L’auteur l’admet lui-même : « il est plus facile d’aborder les combats de femmes, la notion de l’identité…avec le recul et la pudeur que permet l’ancrage dans un autre temps. » Pour camper Rose, sa nouvelle héroïne, Franck Bouysse compose un roman qui aurait pu être écrit il y a un siècle, tant par le choix de ses personnages, celui de l’univers choisi, que par l’utilisation d’une langue que l’on associerait plus volontiers aux romanciers du début du 20e siècle, voire du 19e.

Gabriel, un jeune curé, est appelé dans un asile pour bénir le corps d’une défunte.

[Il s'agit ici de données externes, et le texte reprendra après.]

PR #1256, opened 2024-02-20
Typo in dnf5.spec

inknos:
required for https://github.com/rpm-software-management/dnf5/actions/runs/7973173112


ppisar:
Goddammit. I tested my patch on Fedora 41 and Fedora 40. But I did not on RHEL.

inknos:
packit got it. we might be able to run some pre-checks to get such errors

PR #1261, opened 2024-02-20
When limiting installonly pkg handle each provider just once

kontura:
First gather all unique providers of installonly provides and then
handle each set of packages (providers) with the same name.

Previously the handling was done per provide, this could result in repeated
handling of a single package if it provided multiple installonly
provides. Such as `kernel` and `installonlypkg(kernel)`.
This could also lead to problems when multiple versions of installonly
pkgs didn't have the same installonly provides.

https://bugzilla.redhat.com/show_bug.cgi?id=2263675

Test: https://github.com/rpm-software-management/ci-dnf-stack/pull/1454

### DIFF
--- a/libdnf5/rpm/solv/goal_private.cpp
+++ b/libdnf5/rpm/solv/goal_private.cpp
@@ -128,7 +128,11 @@ bool can_depend_on(Pool * pool, Solvable * sa, Id b) {
     return false;
 }
 
-static void same_name_subqueue(libdnf5::solv::RpmPool & pool, Queue * in, Queue * out) {
+
+/// @brief It takes an `in` Queue which contains packages sorted by name (see `installonly_cmp`).
+///        It selects the first name and moves all packages with that name to the `out` Queue.
+///        Additionally libsolv Id of the selected name is returned.
+static Id same_name_subqueue(libdnf5::solv::RpmPool & pool, Queue * in, Queue * out) {
     Id el = queue_pop(in);
     Id name = pool.id2solvable(el)->name;
     queue_empty(out);
@@ -136,6 +140,7 @@ static void same_name_subqueue(libdnf5::solv::RpmPool & pool, Queue * in, Queue 
     while (in->count && pool.id2solvable(in->elements[in->count - 1])->name == name)
         // reverses the order so packages are sorted by descending version
         queue_push(out, queue_pop(in));
+    return name;
 }
 
 
@@ -228,6 +233,10 @@ inline bool name_solvable_cmp_key(const Solvable * first, const Solvable * secon
     return first->name < second->name;
 }
 
+inline bool name_solvable_id_name_cmp_key(const Solvable * first, const Id second) {
+    return first->name < second;
+}
+
 }  // namespace
 
 
@@ -291,29 +300,29 @@ bool GoalPrivate::limit_installonly_packages(libdnf5::solv::IdQueue & job, Id ru
 
         libdnf5::solv::IdQueue same_names;
         while (q.size() > 0) {
-            same_name_subqueue(spool, &q.get_queue(), &same_names.get_queue());
+            Id name = same_name_subqueue(spool, &q.get_queue(), &same_names.get_queue());
             if (same_names.size() <= static_cast<int>(installonly_limit)) {
                 continue;
             }
+
+            // We want to avoid reinstalling packages marked for ERASE, therefore
+            // if some unused provider is also available we need to mark it ERASE as well.
+            auto low = std::lower_bound(
+                available_unused_providers.begin(),
+                available_unused_providers.end(),
+                name,
+                name_solvable_id_name_cmp_key);
+            while (low != available_unused_providers.end() && (*low)->name == name) {
+                job.push_back(SOLVER_ERASE | SOLVER_SOLVABLE, spool.solvable2id(*low));
+                ++low;
+            }
+
             reresolve = true;
             for (int j = 0; j < same_names.size(); ++j) {
                 Id id = same_names[j];
                 Id action = SOLVER_ERASE;
                 if (j < static_cast<int>(installonly_limit)) {
                     action = SOLVER_INSTALL;
-                } else {
-                    // We want to avoid reinstalling packages marked for ERASE, therefore
-                    // if some unused provider is also available we need to mark it ERASE as well.
-                    Solvable * solvable = spool.id2solvable(id);
-                    auto low = std::lower_bound(
-                        available_unused_providers.begin(),
-                        available_unused_providers.end(),
-                        solvable,
-                        nevra_solvable_cmp_key);
-                    while (low != available_unused_providers.end() && (*low)->name == solvable->name) {
-                        job.push_back(SOLVER_ERASE | SOLVER_SOLVABLE, spool.solvable2id(*low));
-                        ++low;
-                    }
                 }
                 job.push_back(action | SOLVER_SOLVABLE, id);
             }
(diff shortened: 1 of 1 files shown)


libdnf5/rpm/solv/goal_private.cpp
```diff
@@ -262,61 +268,55 @@ bool GoalPrivate::limit_installonly_packages(libdnf5::solv::IdQueue & job, Id ru
...
             // conflicts = dependencies cannot be met).
             if (libsolv_solver.get_decisionlevel(p) > 0) {
-                q.push_back(p);
+                marked_for_install_providers_map.add_unsafe(p);
             } else {
-                Solvable * solvable = spool.id2solvable(p);
-                if (!spool.is_installed(solvable)) {
-                    available_unused_providers.push_back(solvable);
-                }
+                available_unused_providers_map.add_unsafe(p);
```
j-mracek, line 273: I see that the test (`spool.is_installed(solvable)`) was removed. From the description of `libsolv_solver.get_decisionlevel(p)` it looks like a redundant, but I am not sure.

libdnf5/rpm/solv/goal_private.cpp
```diff
@@ -243,16 +248,17 @@ bool GoalPrivate::limit_installonly_packages(libdnf5::solv::IdQueue & job, Id ru
     ::Pool * pool = *spool;
     bool reresolve = false;
 
+    // Use maps to handle each package just once
+    libdnf5::solv::SolvMap marked_for_install_providers_map(spool.get_nsolvables());
+    libdnf5::solv::SolvMap available_unused_providers_map(spool.get_nsolvables());
+
     for (int i = 0; i < installonly.size(); ++i) {
```
j-mracek, line 255: Suggestion: I believe that it would be possible to iterate over using  `for (Id install_only_provide : installonly) {`
It should be more clear in macro `FOR_PROVIDES(p, pp, installonly[i]) {` what is used.

libdnf5/rpm/solv/goal_private.cpp
j-mracek: Oh, I see the test was redundant and it is only performed later and once. Good job.

libdnf5/rpm/solv/goal_private.cpp
```diff
@@ -262,61 +268,55 @@ bool GoalPrivate::limit_installonly_packages(libdnf5::solv::IdQueue & job, Id ru
...
         }
 
-        const InstallonlyCmpData installonly_cmp_data{spool, running_kernel};
-        q.sort(&installonly_cmp, &installonly_cmp_data);
-        std::sort(available_unused_providers.begin(), available_unused_providers.end(), name_solvable_cmp_key);
+        // We want to avoid reinstalling packages marked for ERASE, therefore
+        // if some unused provider is also available we need to mark it ERASE as well.
+        auto low = std::lower_bound(
+            available_unused_providers.begin(), available_unused_providers.end(), name, name_solvable_id_name_cmp_key);
+        while (low != available_unused_providers.end() && (*low)->name == name) {
```
j-mracek, line 306: I believe that there is a long standing problem, because we always calculate the order according to name, but may be we should add architecture. Think about `x86_64` and `i686`. Do you think whether it would be worth to add an architecture in account?

libdnf5/rpm/solv/goal_private.cpp
```diff
@@ -262,61 +268,55 @@ bool GoalPrivate::limit_installonly_packages(libdnf5::solv::IdQueue & job, Id ru
...
-                        solvable,
-                        nevra_solvable_cmp_key);
-                    while (low != available_unused_providers.end() && (*low)->name == solvable->name) {
-                        job.push_back(SOLVER_ERASE | SOLVER_SOLVABLE, spool.solvable2id(*low));
-                        ++low;
-                    }
-                }
-                job.push_back(action | SOLVER_SOLVABLE, id);
+        reresolve = true;
+        for (int j = 0; j < same_names.size(); ++j) {
```
j-mracek, line 312: I believe that iterator might be modify to not use indexes. What do you think?

libdnf5/rpm/solv/goal_private.cpp
```diff
@@ -128,14 +128,15 @@ bool can_depend_on(Pool * pool, Solvable * sa, Id b) {
     return false;
 }
 
-static void same_name_subqueue(libdnf5::solv::RpmPool & pool, Queue * in, Queue * out) {
+static Id same_name_subqueue(libdnf5::solv::RpmPool & pool, Queue * in, Queue * out) {
```
j-mracek, line 131: It would be good to add a doc string.

libdnf5/rpm/solv/goal_private.cpp
j-mracek: This might sound strange, but handling of `available_unused_providers` by name is OK (or more secure), but handling of `marked_for_install_providers` by only name might be an issue.

libdnf5/rpm/solv/goal_private.cpp
```diff
@@ -262,61 +268,55 @@ bool GoalPrivate::limit_installonly_packages(libdnf5::solv::IdQueue & job, Id ru
...
         }
-        if (!installing.size()) {
+    }
+
+    const InstallonlyCmpData installonly_cmp_data{spool, running_kernel};
+    marked_for_install_providers.sort(&installonly_cmp, &installonly_cmp_data);
+    std::sort(available_unused_providers.begin(), available_unused_providers.end(), name_solvable_cmp_key);
+
+    libdnf5::solv::IdQueue same_names;
+    while (!marked_for_install_providers.empty()) {
```
j-mracek, line 296: It would be great to add a comment what while loop does.

libdnf5/rpm/solv/goal_private.cpp
kontura: The index `j` is also used as a counter for the `installonly_limit`. I find this approach simpler than having a separate counter variable so I would prefer to keep this.

libdnf5/rpm/solv/goal_private.cpp
kontura: Added.

libdnf5/rpm/solv/goal_private.cpp
kontura: I think that would be another change in behavior so I would rather leave that for a different PR.

But I would be interested to know what kind of issues it might cause, perhaps a new github issue to track that would be nice. :+1:

libdnf5/rpm/solv/goal_private.cpp
j-mracek: Good point that I overlooked. Please keep it like it is.

libdnf5/rpm/solv/goal_private.cpp
```diff
@@ -128,14 +127,19 @@ bool can_depend_on(Pool * pool, Solvable * sa, Id b) {
     return false;
 }
 
-static void same_name_subqueue(libdnf5::solv::RpmPool & pool, Queue * in, Queue * out) {
+
+/// @brief It takes an `in` Queue which contains packages sorted by name (see `installonly_cmp`).
+///        It selects the first name and upon return the `out` Queue is populated with packages
```
j-mracek, line 132: May be I do not understand it correctly. I don't see that it states that it moves all packages (Ids) with the name that is returned from `in` to `out` Queue. Or did I overlooked something?

kontura: Hopefully its better now.

j-mracek (approved):
Perfect, ready to merge after all test finish.

Issue #1224, opened 2024-02-01
Running transactions CLI (storing transactions, replaying transactions, offline transactions)


kontura:
In old [dnf](https://github.com/rpm-software-management/dnf) there was `offline-upgrade`, `history store` and `history replay`.
In dnf5 we would like to extend this functionality and make it more general, namely any transaction could be stored (not just history transactions) and replayed even offline.

The question is how should the CLI look like.

Proposed ideas:
- Any transaction could be stored using a `--store <path-to-file>` option.
- For running offline transactions a convenient `--offline`/`--postponed` option could be used. This would store the transaction internally and it would be automatically used after `dnf5 offline reboot` or perhaps the reboot would be done immediately?
- For replaying transactions stored to a file we could use something like `dnf5 do` or `dnf5 run` (Possibly related: https://github.com/rpm-software-management/dnf5/issues/1223). This command could also serve as a replacement for `dnf shell` as it would allow multiple operations per transaction. Alternatively simple `dnf5 replay <path-to-file>` could replay just a single file.

Any other ideas are welcome.

Related issues: https://github.com/rpm-software-management/dnf5/issues/258 https://github.com/rpm-software-management/dnf5/issues/999

Conan-Kudo:
This is partly what the [txnupd libdnf plugin](https://code.opensuse.org/microos/libdnf-plugin-txnupd) did. It'd be nice to have more of that functionality integrated right into dnf5 so that the only thing that needs to be worked out in a plugin is the btrfs snapshot and retargeting part.

evan-goode:
> Any transaction could be stored using a --store <path-to-file> option.

+1 

> For running offline transactions a convenient --offline/--postponed option could be used. This would store the transaction internally and it would be automatically used after dnf5 offline reboot or perhaps the reboot would be done immediately?

I like `--offline` better; `--postpone`/`--postponed` is a little unclear to me. "Offline updates" is what they are called by [systemd](https://www.freedesktop.org/software/systemd/man/latest/systemd.offline-updates.html).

Il s’y rend avec le jeune Charles, son bedeau et sait qu’il va trouver sous les plis de la tenue de la femme morte « les cahiers de Rose », comme le lui a annoncé l’infirmière venue le prévenir. Gabriel devient donc le porte-voix de l’histoire de Rose, une jeune fille vendue par Onésime, un père essayant de sortir les siens de la misère.

« Malgré les doutes, les traits du visage de la femme se détendirent petit à petit face à ce mari retrouvé sous son apparat de misère toujours de circonstance, mais qu’il portait de nouveau telle une digne parure au regard de la pesante richesse lestant son bras, qui l’avait fait un temps félon de l’âme d’une famille entière. »

Nul conte de fées dans ces pages sombres. Magnifier la nature, décrire avec la précision d’un orfèvre les chevaux, les corps, les paysages… équilibrent à peine les passages de souffrance, de détresse et de terreur. Rose est violée par le maître des lieux, sous le regard d’une mère abominable : « la vieille était toujours sur sa chaise, elle récitait des paroles que je comprenais pas. C’était de la douleur supplémentaire qu’elle reste là sans rien faire (…) je savais pas ce qui me faisait le plus souffrir entre la douleur, le dégoût et la honte. »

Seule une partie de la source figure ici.